PR #3225, opened 2026-06-22
Revise the SPMP spec according to public review.

ybc-alkaid:
- Add normative rule definitions for `Sspmp`, `Sspmpen`, and `Smpmpdeleg`, and tag the corresponding normative text in `src/sspmp.adoc`.
- Clarify `Sspmp` dependency requirements, permission semantics, address matching behavior, no-match denial, SPMP/paging mutual exclusion, and ordering requirements after SPMP CSR writes.
- Clarify indirect CSR access through `siselect` and `miselect`, including out-of-bounds read/write behavior and M-mode access semantics.
- Revise `Sspmpen` and `Smpmpdeleg` wording around entry enable behavior, delegated PMP/SPMP ranges, locked entries, and CSR behavior.
- Update the SPMP encoding table image and CSR table descriptions for `spmpen` and `spmpenh`.


normative_rule_defs/sspmp.yaml
```diff
@@ -0,0 +1,247 @@
...
+      pmpnum cannot be lowered to or below the index of any locked PMP entry.
+    tags: ["norm:csrfld:mpmpdeleg:pmpnum:locked_pmp_constraint"]
+
+  ##############################################
+  # Smpmpdeleg Section: M-mode Access
+  ##############################################
+  - name: miselect_spmp_access
+    description: |
+      M-mode indirect access uses miselect for entry selection; mireg and mireg2 access spmpaddr/spmpcfg.
+    tags: ["norm:csr:miselect:spmp_access"]
```
jordancarlin: Please update the tags to follow the naming convention in https://github.com/riscv/riscv-isa-manual/blob/main/tagging_normative_rules.adoc. The only colon should be after norm. Look at the other normative rules for examples.

normative_rule_defs/sspmp.yaml
```diff
@@ -0,0 +1,247 @@
...
+  - name: mpmpdeleg_locked_pmp_constraint
+    description: |
+      pmpnum cannot be lowered to or below the index of any locked PMP entry.
+    tags: ["norm:csrfld:mpmpdeleg:pmpnum:locked_pmp_constraint"]
+
+  ##############################################
+  # Smpmpdeleg Section: M-mode Access
+  ##############################################
+  - name: miselect_spmp_access
+    description: |
```
jordancarlin: The description should be left blank for most normative rules unless the text in the ISA manual is not clear on its own. As this is a new spec, ideally all of the text is clear enough to not need the description.

jordancarlin (changes requested):

src/sspmp.adoc
```diff
@@ -437,14 +447,15 @@ M-mode employs different methods to access PMP and SPMP entries.
 PMP entries are accessed directly through their dedicated CSRs (i.e., `pmpcfg` and `pmpaddr`).
 Delegated SPMP entries, however, are accessed indirectly using the `xiselect` CSR (i.e., `siselect` and `miselect`).
 
-For these indirect accesses, `miselect` selects the target SPMP entry, `mireg` accesses its `spmpaddr` register, and `mireg2` accesses its `spmpcfg` register.
-The `mireg3` through `mireg6` are reserved.
+[#norm:csr:miselect:spmp_access]#For these indirect accesses, `miselect` selects the target SPMP entry, `mireg` accesses its `spmpaddr` register, and `mireg2` accesses its `spmpcfg` register.#
+The `mireg3` through `mireg6` are reserved (i.e., reads return zero, writes are ignored).
```
aswaterman: This is not what "reserved" means, so "i.e." is inappropriate.

I think this change should just be reverted.

src/sspmp.adoc
```diff
@@ -404,11 +411,11 @@ The `mpmpdeleg.pmpnum` field is a WARL field, which allows an implementation to
 *Addressing:*
 
 Both PMP and SPMP entries are indexed starting from zero.
-For example, in an implementation with 64 total entries where `pmpnum` is configured to 16:
+For example, in an implementation with 64 total entries where `pmpnum` is configured to N (asciimath:[N \le 64]):
```
aswaterman: We don't use the asciimath package in this repo; rewrite as `N {le} 64`

Please remove all other uses of asciimath, too.

src/sspmp.adoc
```diff
@@ -420,14 +427,17 @@ Its lower 8 bits are an alias for the 8-bit field in the corresponding M-mode PM
...
 . The `pmpnum` value can be set to override locked SPMP entries. For example, if `SPMP[0]` is locked, M-mode software can still increment `pmpnum`.
+. As `pmpnum` is reconfigured, SPMP entries with the largest indices change.
+For instance, raising `pmpnum` from N to N+2 truncates SPMP and spmpen ranges from `SPMP[0..63-N]`, `spmpen[0..63-N]` to `SPMP[0..61-N]`, `spmpen[0..61-N]`.
+Conversely, reducing `pmpnum` from N+2 to N expands SPMP and spmpen ranges from `SPMP[0..61-N]`, `spmpen[0..61-N]` to `SPMP[0..63-N]`, `spmpen[0..63-N]`.
 
 [NOTE]
 ====
 Changing `pmpnum` at runtime carries the side effect of inheriting configuration values from previous PMP or SPMP roles.
-Consequently, before writing a new value to `pmpnum`, the M-mode software should perform sanity checks, including storing and clearing the fields of the affected configuration registers.
+Consequently, before writing a new value to `pmpnum`, the M-mode software should perform confidence checks, including storing and clearing the fields of the affected configuration registers.
```
aswaterman: "Confidence" is not the right word.  "Checks" is also not right since we are recommending that M-mode software perform writes, not just reads.

The real problem is that this sentence is vague about what it is recommending.  "Including" implies that this recommendation is insufficient and other checks/updates are needed.  What are they?

If this recommendation really is sufficient, then drop the weasel words, e.g.:

Consequently, before writing a new value to `pmpnum`, M-mode software should initialize the affected configuration registers to a value suitable for their new role.

src/sspmp.adoc
```diff
@@ -371,23 +377,24 @@ The `spmpen` register offers significant benefits for context switch optimizatio
...
 
 
 
 [[pmp-entry-sharing]]
 ==== Resource Sharing between PMP and SPMP
 
-The `Smpmpdeleg` extension facilitates the delegation of PMP entries for use by S-level, thereby creating S-level PMP (SPMP) entries.
-This delegation is managed by an MXLEN-bit M-mode CSR named `mpmpdeleg`, whose layout is detailed in <<mpmpdeleg-format-rv64>>.
+The `Smpmpdeleg` extension facilitates the delegation of PMP entries for use by S-mode, thereby creating SPMP entries.
+This delegation is managed by an MXLEN-bit M-mode CSR named `mpmpdeleg` (CSR number 0x316), whose layout is detailed in <<mpmpdeleg-format-rv64>>.
```
aswaterman: We don't need to mention the CSR number here.  It should be in the `priv-csrs.adoc`.

src/priv-csrs.adoc
```diff
@@ -359,8 +359,8 @@ Supervisor indirect register alias 6.
 4+^|Supervisor Protection and Translation
 
 |`0x180` |SRW |`satp` |Supervisor address translation and protection.
-|`0x183` |SRW |`spmpen` |Supervisor physical memory protection mask.
-|`0x193` |SRW |`spmpenh` |Upper 32 bits of supervisor physical memory protection mask, RV32 only.
+|`0x183` |SRW |`spmpen` |Supervisor physical memory protection entry enable.
+|`0x193` |SRW |`spmpenh` |Upper 32 bits of supervisor physical memory protection entry enable, RV32 only.
```
aswaterman: Where is `mpmpdeleg`?

src/sspmp.adoc
```diff
@@ -325,21 +331,21 @@ Since, when V=1, SPMP is only active when hgatp.MODE=Bare, SPMP protection and G
...
 === "Sspmpen" Extension for Optimizing Context Switching of SPMP Entries
 
-In RV64, a context switch for the SPMP mechanism involves updating as many as 64 address registers and configuration registers.
+In RV64, a context switch for the SPMP mechanism involves updating up to 64 address registers and 64 configuration registers.
 The `Sspmpen` extension, introduced in this chapter, is an optional feature designed to enhance the performance of SPMP context switches.
 
-* For RV64 architectures, it introduces a 64-bit WARL CSR, `spmpen`.
-* For RV32 architectures, it introduces an additional 32-bit WARL CSR, `spmpenh`, which serves as an alias for the upper 32 bits of the `spmpen` register.
+* [#norm:ext:Sspmpen:spmpen_readwrite]#For RV64 architectures, it introduces a 64-bit WARL CSR, `spmpen` (CSR number 0x183).#
+* [#norm:ext:Sspmpen:spmpenh_alias]#For RV32 architectures, it introduces an additional 32-bit WARL CSR, `spmpenh` (CSR number 0x193), which serves as an alias for the upper 32 bits of the `spmpen` register.#
```
aswaterman: We don't need the CSR numbers here; putting them in `priv-csrs.adoc` suffices.

src/sspmp.adoc
```diff
@@ -293,7 +299,7 @@ While `SFENCE.VMA` and `HFENCE.GVMA` instructions normally order preceding store
 A failed SPMP check triggers an exception whose type corresponds to the memory operation (load, store/AMO, or instruction fetch).
 Each fault type is assigned a distinct exception code.
 
-The `Sspmp` extension co-opts the existing page fault exception codes for SPMP violations, as page fault handling is typically already delegated to S-mode.
+The `Sspmp` extension co-opts the existing page fault exception codes for SPMP violations, as page fault exceptions are commonly delegated to S-mode.
```
aswaterman: This isn't quite right: the fact that page-fault exceptions are commonly delegated isn't the main reason for this design.  Also, "co-opts" is odd for a technical spec.  I suggest:

The `Sspmp` extension reuses the existing page fault exception codes for SPMP violations.

src/sspmp.adoc
```diff
@@ -244,12 +249,13 @@ The following table dictates which isolation mechanism is active based on the sa
...
 Each value of `siselect` maps to a corresponding set of SPMP CSRs.
-`sireg` is used to access the `spmpaddr` register, while `sireg2` is used for the `spmpcfg` register.
-The registers `sireg3` through `sireg6` are reserved.
+[#norm:csr:siselect:spmpaddr_mapping]#`sireg` is used to access the `spmpaddr` register,# while [#norm:csr:siselect:spmpcfg_mapping]#`sireg2` is used for the `spmpcfg` register.#
+The registers `sireg3` through `sireg6` are reserved (i.e., reads return zero, writes are ignored).
 
 SPMP entries are indexed starting from zero.
-In a system with 48 SPMP entries, for example, S-mode can address `SPMP[0..47]` using `siselect#0..47`.
-An access to an out-of-bounds index via `siselect` will return zero on read and be ignored on write.
+For instance, in a system with N SPMP entries (asciimath:[N \le 64]),
```
aswaterman: If we are writing general text (using "N" instead of a constant), we should not use "For instance".  "For instance" suggests this is just an example, but in fact this covers all cases.

There are several other places where this should also be fixed.

src/sspmp.adoc
```diff
@@ -198,13 +203,13 @@ The semantics of `sstatus.SUM` within SPMP are consistent with its definition in
...
-. The lowest-numbered SPMP entry that matches any byte of an access (indicated by an address and the accessed length) determines whether that access is allowed or denied.
+. [#norm:ext:Sspmp:match_priority]#The lowest-numbered SPMP entry that matches any byte of an access (indicated by an address and the accessed length) determines whether that access is allowed or denied.#
 +
 . This matching SPMP entry must match *all* bytes of the access, or the access fails and an instruction, load, or store page-fault exception is generated (see <<exceptions>>).
 +
-. This matching is done irrespective of the SHARED, U, R, W, and X bits.
+. [#norm:ext:Sspmp:match_irrespective_perm_bits]#This matching is done irrespective of the SHARED, U, R, W, and X bits.#
 +
-. If the effective privilege mode of the access is S/U and no SPMP entry matches, but at least one SPMP entry is implemented, the access is `denied`.
+. [#norm:ext:Sspmp:no_match_deny]#If the effective privilege mode of the access is S-mode or U-mode and no SPMP entry matches, but at least one SPMP entry is implemented, the access is `denied`.#
```
aswaterman: You can just write "S or U" instead of "S-mdoe or U-mode" because you already used the word "mode" earlier in the sentence.  We use the same style elsewhere in the document.

src/sspmp.adoc
```diff
@@ -1,12 +1,17 @@
 [[sspmp]]
-== Supervisor-Level PMP Extensions, Version 1.0
-SPMP is designed to enforce memory isolation in environments where supervisor mode is implemented but virtual memory, managed by a Memory Management Unit (MMU), is not.
-Processors based on the RISC-V architecture are gaining significant traction in the burgeoning Internet of Things (IoT) and automotive sectors.
-In these domains, however, virtual memory is frequently avoided to comply with stringent constraints on system resources and execution latency.
-Consequently, in the absence of an MMU, effectively isolating S-mode operating systems (such as an RTOS) from U-mode applications presents a significant challenge.
-The SPMP extension adopts an architecture and programming model analogous to the existing Physical Memory Protection (PMP) standard.
-It equips an S-mode OS with the capability to guarantee secure processing and fault isolation for U-mode software.
-This protection is achieved by restricting the physical memory regions that U-mode software can access on a specific hart.
+== Supervisor-Level PMP Extensions, Version 0.9.1
```
aswaterman: Delete the version number.  When the PR is merged into master, it will be the final version.  As a stylistic choice, we no longer include the version number of ratified extensions by default.

normative_rule_defs/sspmp.yaml
ybc-alkaid: Hi @jordancarlin, thanks for your review, the PR is updated.

ybc-alkaid:
Hi @aswaterman, thanks for your comments, the PR is updated.

src/sspmp.adoc
jordancarlin: Seems like this should be a normative rule.

jordancarlin: Normative rule

jordancarlin: Normative rule with implementation defined tag.

src/sspmp.adoc
```diff
@@ -60,8 +65,8 @@ These registers collectively define a protected physical memory region and its a
 ====
 
 The SPMP address registers, named `spmpaddr0` through `spmpaddr63`, share the same layout as the M-mode PMP architecture.
-On RV32 systems, each `spmpaddr` register encodes a 34-bit physical address from bit 33 down to bit 2, as illustrated in <<spmpaddr-rv32>>.
-On RV64 systems, each `spmpaddr` register encodes a 56-bit physical address from bit 55 down to bit 2, as shown in <<spmpaddr-rv64>>.
+On RV32 systems, [#norm:spmpaddr_format_rv32]#each `spmpaddr` register encodes a 34-bit physical address from bit 33 down to bit 2, as illustrated in <<spmpaddr-rv32>>.#
+On RV64 systems, [#norm:spmpaddr_format_rv64]#each `spmpaddr` register encodes a 56-bit physical address from bit 55 down to bit 2, as shown in <<spmpaddr-rv64>>.#
```
jordancarlin: I suggest including the "On RVXX systems" part of the sentence in the normative rule so that the rule stands on its own more completely.

src/sspmp.adoc
```diff
@@ -60,8 +65,8 @@ These registers collectively define a protected physical memory region and its a
...
 An implementation may support fewer address bits on systems with a smaller physical address space.
 All writable SPMP entries should implement the same number of address bits.
```
jordancarlin: Is this "should" intended to mean implementations have to follow this rule? If so, can we change it to say "must" to avoid ambiguity? Assuming this is a "must", it should also be a normative rule.

src/sspmp.adoc
```diff
@@ -60,8 +65,8 @@ These registers collectively define a protected physical memory region and its a
...
 Since not all physical address bits must be implemented, the SPMP address registers are considered WARL, with exceptions defined by granularity rules.
```
jordancarlin: Normative rule indicating they are WARL.

src/sspmp.adoc
```diff
@@ -87,15 +92,15 @@ Every SPMP entry contains an SXLEN-bit configuration register, `spmpcfg[i]`.
 <<spmpcfg>> illustrates the layout of `spmpcfg[i]`.
 Permission rules and their encodings are detailed in <<encoding>>.
 
-. The R, W, and X bits govern permissions for read, write, and instruction execution, respectively.
-. The A field, which defines the address-matching mode, is detailed in <<address-matching>>.
+. [#norm:spmpcfg_rwx_bits]#The R, W, and X bits govern permissions for read, write, and instruction execution, respectively.#
+. [#norm:spmpcfg_a_field]#The A field, which defines the address-matching mode, is detailed in <<address-matching>>.#
 . Bits 5 and 6 are reserved for future standard use.
```
jordancarlin: Normative rule

src/sspmp.adoc
```diff
@@ -136,11 +141,11 @@ For comprehensive details, refer to <<pmp-address-matching>>.
 
 For a rule to be valid, its `spmpcfg[i].A` field must not be OFF.
 Furthermore, if `spmpcfg[i].A` is set to TOR, the condition `spmpaddr[i-1] < spmpaddr[i]` must hold.
-Particularly, if `spmpcfg[0].A` is set to TOR, zero is used for the lower bound.
+[#norm:addr_match_tor_entry0]#Particularly, if `spmpcfg[0].A` is set to TOR, zero is used for the lower bound.#
```
jordancarlin: If this is normative (which is implied by the normative rule) then it should not be in a note (which are generally considered to be non-normative).

src/sspmp.adoc
```diff
@@ -156,21 +161,21 @@ Because the `spmpcfg[i].A` field is WARL, an implementation is free to hardwire
...
-. The encoding `spmpcfg.SHARED == 1 and spmpcfg.U == 1` defines a *Shared-Region* rule. For shared regions, the state of the `sstatus.SUM` bit is irrelevant.
+. [#norm:shared_rule_sum_ignored]#The encoding `spmpcfg.SHARED == 1 and spmpcfg.U == 1` defines a *Shared-Region* rule. For shared regions, the state of the `sstatus.SUM` bit is irrelevant.#
 +
-. A *Shared-Region* rule is *enforced* for both Supervisor and User modes, but it imposes the constraint that read and write permissions for User mode are mutually exclusive.
+. [#norm:shared_rule_enforce]#A *Shared-Region* rule is *enforced* for both Supervisor and User modes, but it imposes the constraint that read and write permissions for User mode are mutually exclusive.#
 +
 . The R, W, and X bits collectively form a WARL field.
 +
-. The encoding `spmpcfg.RWX=010`, `spmpcfg.RWX=011`, and the combination `spmpcfg.SHARED == 1 and spmpcfg.U == 0` are all reserved for future standard use.
+. The encodings [#norm:rwx_010_reserved]#`spmpcfg.RWX=010`#, [#norm:rwx_011_reserved]#`spmpcfg.RWX=011`#, as well as the combination `spmpcfg.SHARED == 1 and spmpcfg.U == 0` are all reserved for future standard use.
```
jordancarlin: Make this a single normative rule.

src/sspmp.adoc
```diff
@@ -198,13 +203,13 @@ The semantics of `sstatus.SUM` within SPMP are consistent with its definition in
 ==== Matching Logic
 . SPMP entries are statically prioritized.
 +
-. The lowest-numbered SPMP entry that matches any byte of an access (indicated by an address and the accessed length) determines whether that access is allowed or denied.
+. [#norm:match_priority]#The lowest-numbered SPMP entry that matches any byte of an access (indicated by an address and the accessed length) determines whether that access is allowed or denied.#
 +
 . This matching SPMP entry must match *all* bytes of the access, or the access fails and an instruction, load, or store page-fault exception is generated (see <<exceptions>>).
```
jordancarlin: Normative rule

src/sspmp.adoc
```diff
@@ -244,12 +249,13 @@ The following table dictates which isolation mechanism is active based on the sa
...
-`sireg` is used to access the `spmpaddr` register, while `sireg2` is used for the `spmpcfg` register.
+[#norm:siselect_spmpaddr_mapping]#`sireg` is used to access the `spmpaddr` register,# while [#norm:siselect_spmpcfg_mapping]#`sireg2` is used for the `spmpcfg` register.#
 The registers `sireg3` through `sireg6` are reserved.
 
 SPMP entries are indexed starting from zero.
-In a system with 48 SPMP entries, for example, S-mode can address `SPMP[0..47]` using `siselect#0..47`.
-An access to an out-of-bounds index via `siselect` will return zero on read and be ignored on write.
+In a system with N SPMP entries (`N {le} 64`),
+`SPMP[0..N-1]` is accessed by writing `0x100+i` to the `siselect` register, where `i` represents the entry index (`0 {le} i {le} N-1`).
+[#norm:siselect_oob_read_zero]#An access to an out-of-bounds index via `siselect` will return zero on read# and [#norm:siselect_oob_write_ignored]#be ignored on write.#
```
jordancarlin: Either combine these into one normative rule or include both tags in the `siselect_oob_write_ignored` rule in the YAML file. Otherwise, the rule will just say "be ignored on write", which does not give enough context.

src/sspmp.adoc
```diff
@@ -273,10 +279,10 @@ For further details on indirect CSR access, refer to <<indirect-csr>>.
...
 Indirect accesses to SPMP CSRs are not ordered with respect to each other or
 with subsequent memory accesses.
-To enforce ordering for subsequent accesses whose effective privilege mode is
+[#norm:sfence_vma_ordering]#To enforce ordering for subsequent accesses whose effective privilege mode is
 S or U, software must execute an `SFENCE.VMA` instruction with `rs1=x0` and
 `rs2=x0`, which synchronizes subsequent memory accesses with all preceding
-SPMP CSR writes.
+SPMP CSR writes.#
 To enforce ordering for subsequent accesses whose effective privilege mode is
 VS or VU, an `HFENCE.GVMA` instruction with `rs1=x0` and `rs2=x0` is required.
```
jordancarlin: Normative rule

src/sspmp.adoc
```diff
@@ -307,9 +313,9 @@ Table of exception codes:
...
 |Interrupt|Exception Code|Description
-|0|12|Instruction page fault
-|0|13|Load page fault
-|0|15|Store/AMO page fault
+|0|12|[#norm:spmp_instr_page_fault]#Instruction page fault#
+|0|13|[#norm:spmp_load_page_fault]#Load page fault#
+|0|15|[#norm:spmp_store_page_fault]#Store/AMO page fault#
 |0|20|Instruction guest-page fault
 |0|21|Load guest-page fault
 |0|23|Store/AMO guest-page fault
```
jordancarlin: Why are only the non-hypervisor exceptions tagged as normative rules? Also, I think the more useful normative rule is in the preceding paragraphs. This table just lists the standard page fault exceptions which are already tagged elsewhere.

src/sspmp.adoc
```diff
@@ -325,31 +331,31 @@ Since, when V=1, SPMP is only active when hgatp.MODE=Bare, SPMP protection and G
 [[Sspmpen-extension]]
 === "Sspmpen" Extension for Optimizing Context Switching of SPMP Entries
 
-In RV64, a context switch for the SPMP mechanism involves updating as many as 64 address registers and configuration registers.
+In RV64, a context switch for the SPMP mechanism involves updating up to 64 address registers and 64 configuration registers.
 The `Sspmpen` extension, introduced in this chapter, is an optional feature designed to enhance the performance of SPMP context switches.
 
-* For RV64 architectures, it introduces a 64-bit WARL CSR, `spmpen`.
-* For RV32 architectures, it introduces an additional 32-bit WARL CSR, `spmpenh`, which serves as an alias for the upper 32 bits of the `spmpen` register.
+* [#norm:spmpen_readwrite]#For RV64 architectures, it introduces a 64-bit WARL CSR, `spmpen`.#
```
jordancarlin:
```suggestion
* [#norm:spmpen_warl]#For RV64 architectures, it introduces a 64-bit WARL CSR, `spmpen`.#
```

src/sspmp.adoc
```diff
@@ -325,31 +331,31 @@ Since, when V=1, SPMP is only active when hgatp.MODE=Bare, SPMP protection and G
...
+[#norm:spmpen_activation_condition]#An SPMP entry `i` is considered active only when both the `spmpen[i]` bit is set and the `spmpcfg[i].A` field is non-zero.#
+The `spmpen[i]` bit controls only whether SPMP entry `i` participates in address matching and enforcement; it does not control whether `spmpaddr[i]` or `spmpcfg[i]` is writable.
 
-When an entry `i` is locked, as indicated by `spmpcfg[i].L == 1`, its corresponding `spmpen[i]` bit becomes read-only.
+[#norm:spmpen_locked_readonly]#When an entry `i` is locked, as indicated by `spmpcfg[i].L == 1`, its corresponding `spmpen[i]` bit becomes read-only.#
 
-In an implementation featuring 64 PMP entries with 48 delegated to the supervisor level, the bits `spmpen[0..47]` control their respective SPMP entries `[0..47]`.
-Any attempt to write to the upper bits of the register, `spmpen[48..63]` are ignored.
+In an implementation featuring 64 PMP entries with N (`N {le} 64`) delegated to the supervisor level, the bits `spmpen[0..N-1]` control their respective SPMP entries `[0..N-1]`.
+Any attempt to write to the upper bits of the register are ignored.
```
jordancarlin: Normative rule

src/sspmp.adoc
```diff
@@ -371,23 +377,24 @@ The `spmpen` register offers significant benefits for context switch optimizatio
 The similar architecture of PMP and SPMP registers, including their shared address-matching logic, makes hardware reuse a practical approach for resource conservation.
 This chapter introduces the `Smpmpdeleg` extension, a mechanism that allows hardware resources to be dynamically allocated between PMP and SPMP.
 
-*This extension is mandatory for implementations that support Sspmp in conjunction with M-mode (i.e., `Sm1p13`).*
-To streamline the specification and reduce optional features, the `Smpmpdeleg` extension implements 64 PMP entries, but fewer can be writable; any non-writable entries behave as read-only zero.
+*This extension is mandatory for implementations that support both `Sspmp` and `Sm1p13`.*
+The `Smcsrind` extension for indirect CSR access must be implemented.
+For the purposes of this specification, `Smpmpdeleg` assumes an architectural space of 64 PMP entries, although fewer entries may be writable; any non-writable entries behave as read-only zero.
```
jordancarlin: Assumes or requires? If requires, then this should be a normative rule.

src/sspmp.adoc
```diff
@@ -371,23 +377,24 @@ The `spmpen` register offers significant benefits for context switch optimizatio
...
 
 
 
 [[pmp-entry-sharing]]
 ==== Resource Sharing between PMP and SPMP
 
-The `Smpmpdeleg` extension facilitates the delegation of PMP entries for use by S-level, thereby creating S-level PMP (SPMP) entries.
+The `Smpmpdeleg` extension facilitates the delegation of PMP entries for use by S-mode, thereby creating SPMP entries.
 This delegation is managed by an MXLEN-bit M-mode CSR named `mpmpdeleg`, whose layout is detailed in <<mpmpdeleg-format-rv64>>.
```
jordancarlin: See Table 1 of https://github.com/riscv/riscv-isa-manual/blob/main/tagging_normative_rules.adoc#naming-normative-rules. In addition to the fields below having normative rules, the CSR itself should have a normative rule. In this case, the primary purpose of that rule would be to indicate that this is an M-mode CSR.

src/sspmp.adoc
```diff
@@ -371,23 +377,24 @@ The `spmpen` register offers significant benefits for context switch optimizatio
...
 
-. A key component of this CSR is the `pmpnum` WARL field, which defines the starting index for delegation.
-All PMP entries with an index equal to or greater than `pmpnum` are delegated as SPMP entries.
+. [#norm:mpmpdeleg_pmpnum_field]#A key component of this CSR is the `pmpnum` WARL field, which defines the starting index for delegation.
+All PMP entries with an index equal to or greater than `pmpnum` are delegated as SPMP entries.#
 . If a write to `pmpnum` specifies a value exceeding the number of writable PMP entries, the field subsequently reads back the total count of writable entries. In such a case, no SPMP entries are delegated.
```
jordancarlin: This is a specific constraint on WARL behavior, so it should be a normative rule.

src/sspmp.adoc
◇ ◇ ◇ ◇
● About this task:
Search the data for "details". Copy each line that has it.

● Response to this exercise:
@@ -136,11 +141,11 @@ For comprehensive details, refer to <<pmp-address-matching>>.
@@ -273,10 +279,10 @@ For further details on indirect CSR access, refer to <<indirect-csr>>.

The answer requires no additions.